• _Task item_
All of the records below need to be copied exactly.

Records from a data source
::::

PR #991, opened 2026-08-27
fix(cluster):  align  plugin ObjectStore name to  barmanObjectName

### LINKED ISSUE #975: Fix ObjectStore name in the cluster chart
Please fix the name:

https://github.com/cloudnative-pg/charts/blob/b21ad2dac7992215b8572007adb7448e3c8cc5db/charts/cluster/templates/backup-objectstore.yaml#L5

to value from `.Values.cluster.plugins.parameters.barmanObjectName`

https://github.com/cloudnative-pg/charts/blob/b21ad2dac7992215b8572007adb7448e3c8cc5db/charts/cluster/templates/cluster.yaml#L173

danishedb:
The pr fixes the name  name: {{ include "cluster.fullname" . }}-backups  in barman plugin object store to match the cluster 
barmanObjectName,

closes #975 
Signed-off-by: danishedb <danish.khan@enterprisedb.com>

### DIFF
--- a/charts/cluster/templates/_helpers.tpl
+++ b/charts/cluster/templates/_helpers.tpl
@@ -243,3 +243,12 @@ Given a list of objects, returns the first item that matches the key value pairs
   {{- end -}}
   {{- $required -}}
 {{- end -}}
+
+{{/*
+Name of the plugin's barmanObject Nameparameter when set, otherwise defaults to "<fullname>-backups".
+*/}}
+{{- define "cluster.barmanObjectName" -}}
+  {{- $barmanPlugin := include "helpers.fetchKeyValue" (list .Values.cluster.plugins (list (list "name" "barman-cloud.cloudnative-pg.io"))) | fromYaml -}}
+  {{- $parameters := coalesce $barmanPlugin.parameters dict -}}
+  {{- $parameters.barmanObjectName | default (printf "%s-backups" (include "cluster.fullname" .)) -}}
+{{- end -}}
--- a/charts/cluster/templates/backup-objectstore.yaml
+++ b/charts/cluster/templates/backup-objectstore.yaml
@@ -2,7 +2,9 @@
 apiVersion: barmancloud.cnpg.io/v1
 kind: ObjectStore
 metadata:
-  name: {{ include "cluster.fullname" . }}-backups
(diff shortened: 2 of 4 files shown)


litaocdl (approved):

hh24k:
@danishedb the default-name expression now lives in both cluster.yaml and backup-objectstore.yaml,  Would you consider moving it into a helper so both files share one source of truth?

hh24k (approved):

danishedb:
I have performed following testing to ensure we donnot break anything on existing clusters.

Scenario 1 — defaults (no barmanObjectName set):

Tested: upgrading a running cluster to this PR has no impact — same ObjectStore name, no Cluster spec change, no pod restart, WAL archiving and backups uninterrupted.

Scenario 2 — user sets barmanObjectName (the bug this PR fixes):

Tested : on the released chart this config deadlocks the cluster entirely — the ObjectStore is created under the hardcoded <fullname>-backups name while the Cluster references the custom name, which never exists. After upgrading to this PR the referenced ObjectStore is created and the cluster bootstraps with working archiving and backups (fresh installs work the same way).

Scenario 3 — user sets barmanObjectName and pre-creates their own ObjectStore with that name:

Tested : the upgrade silently replaces the  ObjectStore, re-targeting WALs and cutting retention with no alert — so I Am proposing to add backups.objectStore.create (default true) which, verified by test, leaves the self-managed ObjectStore completely untouched when set to false.

I will push the change for this `backups.objectStore.create`

danishedb:
Added this value now `backups.objectStore.create`

gbartolini (approved):

gbartolini:
@itay-grudev thoughts?

itay-grudev (changes requested):
Wouldn't it make sense to also add this for the recovery object store?

See: https://github.com/cloudnative-pg/charts/blob/742cbd7fb5692c456ce993327fac8f39e348180b/charts/cluster/values.yaml#L54

I would also recommend adding a parameter to the macro for a default suffix (backups/recovery).

danishedb:
> Wouldn't it make sense to also add this for the recovery object store?
> 
> See:
> 
> https://github.com/cloudnative-pg/charts/blob/742cbd7fb5692c456ce993327fac8f39e348180b/charts/cluster/values.yaml#L54
> 
> I would also recommend adding a parameter to the macro for a suffix (backups/recovery).


I have added the changes @itay-grudev . Tests are passing in my fork https://github.com/danishedb/charts/actions/runs/36035162823/job/107753342152?pr=5

itay-grudev (approved):

PR #567, opened 2023-07-26
Solution for adata.uns["non_numericlal_columns"] being empty in mimic_2 dataset

namsaraeva:
Issue was that `adata.uns["non_numerical_columns"]` was empty after calling `adata = ep.dt.mimic_2(encoded=True)`, making evaluation of categorical data in `rank_features_groups` impossible.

::::

• _Written answer_
PR #991, opened 2026-08-27
fix(cluster):  align  plugin ObjectStore name to  barmanObjectName

### LINKED ISSUE #975: Fix ObjectStore name in the cluster chart
Please fix the name:

https://github.com/cloudnative-pg/charts/blob/b21ad2dac7992215b8572007adb7448e3c8cc5db/charts/cluster/templates/backup-objectstore.yaml#L5

to value from `.Values.cluster.plugins.parameters.barmanObjectName`

https://github.com/cloudnative-pg/charts/blob/b21ad2dac7992215b8572007adb7448e3c8cc5db/charts/cluster/templates/cluster.yaml#L173

danishedb:
The pr fixes the name  name: {{ include "cluster.fullname" . }}-backups  in barman plugin object store to match the cluster 
barmanObjectName,

closes #975 
Signed-off-by: danishedb <danish.khan@enterprisedb.com>

### DIFF
--- a/charts/cluster/templates/_helpers.tpl
+++ b/charts/cluster/templates/_helpers.tpl
@@ -243,3 +243,12 @@ Given a list of objects, returns the first item that matches the key value pairs
   {{- end -}}
   {{- $required -}}
 {{- end -}}
+
+{{/*
+Name of the plugin's barmanObject Nameparameter when set, otherwise defaults to "<fullname>-backups".
+*/}}
+{{- define "cluster.barmanObjectName" -}}
+  {{- $barmanPlugin := include "helpers.fetchKeyValue" (list .Values.cluster.plugins (list (list "name" "barman-cloud.cloudnative-pg.io"))) | fromYaml -}}
+  {{- $parameters := coalesce $barmanPlugin.parameters dict -}}
+  {{- $parameters.barmanObjectName | default (printf "%s-backups" (include "cluster.fullname" .)) -}}
+{{- end -}}
--- a/charts/cluster/templates/backup-objectstore.yaml
+++ b/charts/cluster/templates/backup-objectstore.yaml
@@ -2,7 +2,9 @@
 apiVersion: barmancloud.cnpg.io/v1
 kind: ObjectStore
 metadata:
-  name: {{ include "cluster.fullname" . }}-backups
(diff shortened: 2 of 4 files shown)


litaocdl (approved):

hh24k:
@danishedb the default-name expression now lives in both cluster.yaml and backup-objectstore.yaml,  Would you consider moving it into a helper so both files share one source of truth?

hh24k (approved):

danishedb:
I have performed following testing to ensure we donnot break anything on existing clusters.

Scenario 1 — defaults (no barmanObjectName set):

Tested: upgrading a running cluster to this PR has no impact — same ObjectStore name, no Cluster spec change, no pod restart, WAL archiving and backups uninterrupted.

Scenario 2 — user sets barmanObjectName (the bug this PR fixes):

Tested : on the released chart this config deadlocks the cluster entirely — the ObjectStore is created under the hardcoded <fullname>-backups name while the Cluster references the custom name, which never exists. After upgrading to this PR the referenced ObjectStore is created and the cluster bootstraps with working archiving and backups (fresh installs work the same way).

Scenario 3 — user sets barmanObjectName and pre-creates their own ObjectStore with that name:

Tested : the upgrade silently replaces the  ObjectStore, re-targeting WALs and cutting retention with no alert — so I Am proposing to add backups.objectStore.create (default true) which, verified by test, leaves the self-managed ObjectStore completely untouched when set to false.

I will push the change for this `backups.objectStore.create`

danishedb:
Added this value now `backups.objectStore.create`

gbartolini (approved):

gbartolini:
@itay-grudev thoughts?

itay-grudev (changes requested):
Wouldn't it make sense to also add this for the recovery object store?

See: https://github.com/cloudnative-pg/charts/blob/742cbd7fb5692c456ce993327fac8f39e348180b/charts/cluster/values.yaml#L54

I would also recommend adding a parameter to the macro for a default suffix (backups/recovery).

danishedb:
> Wouldn't it make sense to also add this for the recovery object store?
> 
> See:
> 
> https://github.com/cloudnative-pg/charts/blob/742cbd7fb5692c456ce993327fac8f39e348180b/charts/cluster/values.yaml#L54
> 
> I would also recommend adding a parameter to the macro for a suffix (backups/recovery).


I have added the changes @itay-grudev . Tests are passing in my fork https://github.com/danishedb/charts/actions/runs/36035162823/job/107753342152?pr=5

itay-grudev (approved):

PR #567, opened 2023-07-26
Solution for adata.uns["non_numericlal_columns"] being empty in mimic_2 dataset

namsaraeva:
Issue was that `adata.uns["non_numerical_columns"]` was empty after calling `adata = ep.dt.mimic_2(encoded=True)`, making evaluation of categorical data in `rank_features_groups` impossible.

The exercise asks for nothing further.